I'm not 100% certain, but I believe that since the heat pump is ideal the total electrical energy supplied must be exactly what leaves the house as heat.

No worries!

15. Sep 16, 2014

### franceboy

Hi
I solved the new (2*a instead of a) equilibrium equation for the house temperature. I got 8.5 C again. Is that right? It sounds unlogical...

16. Sep 16, 2014

### Staff: Mentor

It seems to be a reasonable value to me. You'll have to show your work so we can see if it's illogical or not.

By the way, I see a similar value when I solve it using the model presented above.
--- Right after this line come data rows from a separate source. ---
PR #463, opened 2021-03-01
docs(cli): Improve CLI documentation structure

santiagogaray:
Hi @chriswmackey,

Here is my first pass to this library. This one has a a few unique things and thought would be a good one to start with before we move on to the rest of the libraries. 

1.  **CLI group names:**
The main issue here is that there are two CLI groups (mtx and postprocess) where the filenames differ from the group names. To address this I created a hash table where each library can include `rst_filename: group_name` pairs for these special cases. This means that if future CLI groups fall in this special case they will need to be added to the hash table for the group documentation to be generated properly. If we don't want to rely on people adding them to the hash table manually we could possibly automate this by reading the file with the CLI code and extract the name of the group from there. May be overkill to do this for every group documented on every library, specially if this is only useful for a handful of times so clearly there is a trade off to consider with this approach. Hope this is clear and happy to show the code if you need more details.

2.  **Installation section:** 
I have included the Installation section inside the CLI Docs to be consistent with what we used in honeybee-energy. I just copied the information that was include in the main page. If there is any other information we want to include here, please let me know, happy to add it!

3. **Warnings during documentation build:**
A couple of warnings we can fix here or in a future PR:
- honeybee-radiance\docs\cli\mtx.rst. From what I gathered this seems to be triggered somehow inside the mtx.py file by the `/` and  `*` options within the `@click.options` decorator. Seems like these special characters are creating some conflicts. The rendered html is showing these two options in link format. Tried escaping them ('\\') but the forward slash is still giving me some trouble, also not sure this escaping affects the code or not.  Please let me know what do you think, I can look deeper into it if the result is not acceptable.

- honeybee-radiance lightsource\sky\CIE.py . These are some some lists formatting issues, can be easily corrected but not sure I should touch this file in this PR.
 
Sorry @chriswmackey for the long list in something that should be pretty straightforward, the good news is that the other two libraries I updated are issue-less! :)

### DIFF
--- a/docs/cli.rst
+++ b/docs/cli.rst
@@ -1,6 +1,0 @@
-Honeybee Radiance Command Line Interface
-========================================
-
-.. click:: honeybee_radiance.cli:radiance
-   :prog: honeybee_radiance
-   :show-nested:
--- a/docs/cli/index.rst
+++ b/docs/cli/index.rst
@@ -1,0 +1,7 @@
+CLI Docs
+========
+
+Installation
+------------
+
+To check if the command line interface is installed correctly use `honeybee-radiance --help`.
--- a/docs/conf.py
+++ b/docs/conf.py
@@ -229,6 +229,250 @@ autodoc_default_options = {
 
 autodoc_member_order = 'groupwise'
 
+# -- CLI documentation  -------------------------------------------------------
+"""Improves the CLI documentation section.
+
+In order to have separate html pages for each module inside library\\cli
+additional documentation reST files(.rst) need to be generated in docs\\cli folder.
+
+Note:
+    This process assumes that each cli module represent a group of subcommands.
+    Use hash tables below to address special cases.
+"""
+# Activate this CLI documentation process
+custom_cli_docs = True
+
+# Repository/library hash table.
+# If respository not found in table, the module name will be extracted from the
+# modules.rst file in the project folder.
+# Format: {repository_name: library_name}
+ht_repo_lib = {}
+
+# Library/command hash table.
+# Created to address CLI tool names that differ from their library name beyond
+# the underscore(_) to dash(-) difference.
+# Format: {library_name: tool_name}
+ht_lib_tool = {}
+
+# Cli_file/cli_group hash table.
+# Created to address CLI file names that differ from the included CLI group name
+# Format: {
+#    library_name_1: {CLI_filename_1: group_name_1,
+#                     CLI_filename_2: group_name_2
+#                    },
+#    library_name_2: {CLI_filename_3: group_name_3,
+#                     CLI_filename_4: group_name_4
+#                    }
+# }
+ht_cli_file_group = {
+    'honeybee_radiance': {'mtx': 'mtxop',
+                          'postprocess': 'post_process'
+                          }
+}
+
+
+# Specify if existing reSt files found in docs//cli folder will be overwritten.
+cli_overwrite = False
+
+
+def create_cli_files():
+    """Generate additional files required by sphinx to build well structured
+     CLI documentation pages.
+
+    The process consists in generating reST files with sphinx-click directives
+    for each click group detected in the library's cli folder and updating
+    the index.rst file to include a list of the click groups found.
+    """
+
+    # Get CLI data from library
+    proj_folder = os.path.dirname(__file__)
+    result = get_cli_data(proj_folder)
+    if not result:
+        return
+
+    all_groups, lib_name, tool_name = result
+
+    # Prepare docs folder and reST files to create
+    doc_folder = os.path.join(proj_folder, 'cli')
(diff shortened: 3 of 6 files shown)


chriswmackey:
Thanks @santiagogaray ,

Your changes generally look good and the high-level summary of questions is very helpful. To go down the list:

1. I didn't realize that we had cases where the CLI group didn't match the module name and we should get @mostaphaRoudsari 's thoughts on why this is the case here. I'm pretty sure that we do not want to change the name of the CLI group since this would mess up a lot of things that are using the CLI but we may want to change the module names to match the CLI group. I don't know if there is any reason why `mtx` is the module name yet `mxtop` is the group name but I feel this is probably one that we should change unless @mostaphaRoudsari has some reason for it. I understand why the `post_process` module does not match and I know that Mostapha is more of a fan than I of putting `_` into module names than I am.  Now that I see a case like this, I would agree that the module should be changed to be called `post_process` instead of `postprocess`. Or, I guess I would have called the CLI group name `postprocess` to begin with since postprocess is a word in the dictionary but it seems too much of a hassle to go through that change now. In any case, I think it's important for the names to match and be consistent and we should change the module names.  It just makes the code less readable/understandable when they aren't matched. Do you agree @mostaphaRoudsari ?

2. Including the installation info sounds good. Admittedly, it's a little less relevant now that we got rid of the `[cli]` extra but I think it's still helpful.

3. I am not completely sure of the best solution for the `\` and `*` choices here. Possibly, if we put the prefix `r` in front of the choice (eg. `r'*'`) to make it a literal string, click might know how to deal with it correctly. If not, maybe we just leave this issue for later.

4. You should definitely feel free to edit the doctrsings for the cie.py module. I see that some of them currently don't display correctly and it would be nice to have them fixed. Any reformatting that you want to do of the docstrings is fair game.

mostaphaRoudsari:
Hi @chriswmackey and @santiagogaray,

For `post-process` I would have liked to call the module `post_process` but I wanted to keep the module names in honeybee consistent. I know @chriswmackey has strong opinion on not using `_` in module names so I kept it out.

For `mtx` I think `mtx` is the better name but radiance command is called `mtxop`. I followed that naming convention to keep it familiar for radiance users.


I'm fine renaming the modules to match the command group but I think we shouldn't. I would consider this a bug in the documentation plugin. If click allows for overwriting the name to provide a better interface then the documentation plugin should do the same. Did you try to reach out to the developers of click-cli documentation and get their input. It might be an easy fix on their side. Maybe we can even help with that and submit a PR to fix this.,

santiagogaray:
Hi @mostaphaRoudsari and  @chriswmackey,

I just want to clarify how we ended up with this "bug" in the cli documentation. This issue is on us and not on the click-cli documentation plug-in since at this point we are creating a workaround to get a better structured CLI doc (due to, yes, a big limitation in the plug-in).  
To briefly describe the issue, In order to create a better structured documentation I was left with a workaround adding a routine in conf.py that creates our own rst files for every group, using the CLI module filename in the directive options. In this directive you can place different module name and command group names, but I assumed I did not have to retrieve group names since they where the same. And that can be solved in a couple different ways as I explained above.
So in few words, the limitation in the pug-in is the lack of structuring options not the overriding of command group name. I think though our solution (with the group fix) should work just fine, regardless of our approach with the library naming.

mostaphaRoudsari:
Hi @santiagogaray, thank you for the clarification. In that case, I think this is something that we should be able to handle on our side. Since this is a feature offered by click I imagine we might be using it in other libraries too and we should be able to handle it IMO.

chriswmackey:
Thanks for your input, @mostaphaRoudsari , and for the explanation, @santiagogaray . I know that the workaround isn't really because of a click bug but it's just because we have a larger-than-average CLI and so we made the stylistic decision to break down the documentation with one web page per CLI group.

Now that I see Mostapha has reasons for making the module name different than the CLI group name, let's just keep your current fix for this, Santiago . I think we can merge whenever you are ready and I will leave the decision to you if you want to clean up the cie.py module or try using literal strings for the choice arguments before we merge.

santiagogaray:
Sounds good @chriswmackey. I did minor style fixes to the routine and left it with the hash table solution as you indicated. 

Regarding the mtx.py warnings, the r'*' did not fix it unfortunately, and no matter what I tried, could not make those warnings go away without triggering other warnings. Not understanding what's really going on behind the hood with sphinx, I decide to leave it alone, and have this minor issue in the output html.

I cleaned up the cie.py docstrings warnings (plus one minor docstring on _skybase.py).

Unless you guys have other comments, this PR should be good to merge.

chriswmackey:
Thanks, @santiagogaray , This all looks good to me and I will merge it now.

chriswmackey:
They look beautiful!
https://www.ladybug.tools/honeybee-radiance/docs/cli/index.html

I also simulated it with LTSpice and obtained the same result...

17. Sep 16, 2014

### franceboy

Okay,
PF->H-PH->F=PH->W
(TH-TF)/TF*2*a*C*(TH-TF)=k*(TH-TW)
I solved this equation with my calculator and got TH=8.5°C

However, the increase of temperature from using a fridge to two fridges is higher than from no fridge to one fridge. Therefore c) does not make sense because the temperature would increase without end using a very big fridge, wouldn't it?

18. Sep 16, 2014

### Staff: Mentor

I see what you're concerned about. But this isn't a linear situation. The Carnot efficiency changes as the temperature difference changes. The pump has to work harder as the temperature difference increases, compounding the problem.

If you write out the node equation you'll find a term where the Carnot efficiency term (which depends upon the temperature difference between the house and fridge) multiplies the temperature difference between the house and fridge. That makes the problem a quadratic.

19. Sep 16, 2014

### franceboy

Yeah but the Carnot efficiency is in my equation (TH-TF)/TF which depends upon the difference the temperature difference. So I solved the equation for different conductances in the form of n*a, but T seems increase without end... I thought the node equation in post 14 is right...

20. Sep 16, 2014

### Staff: Mentor

It looks like the model goes critical after n=4; the heat pump cannot maintain the fridge temperature as the room temperature is too high and getting higher from the efforts of the pump. A runaway situation.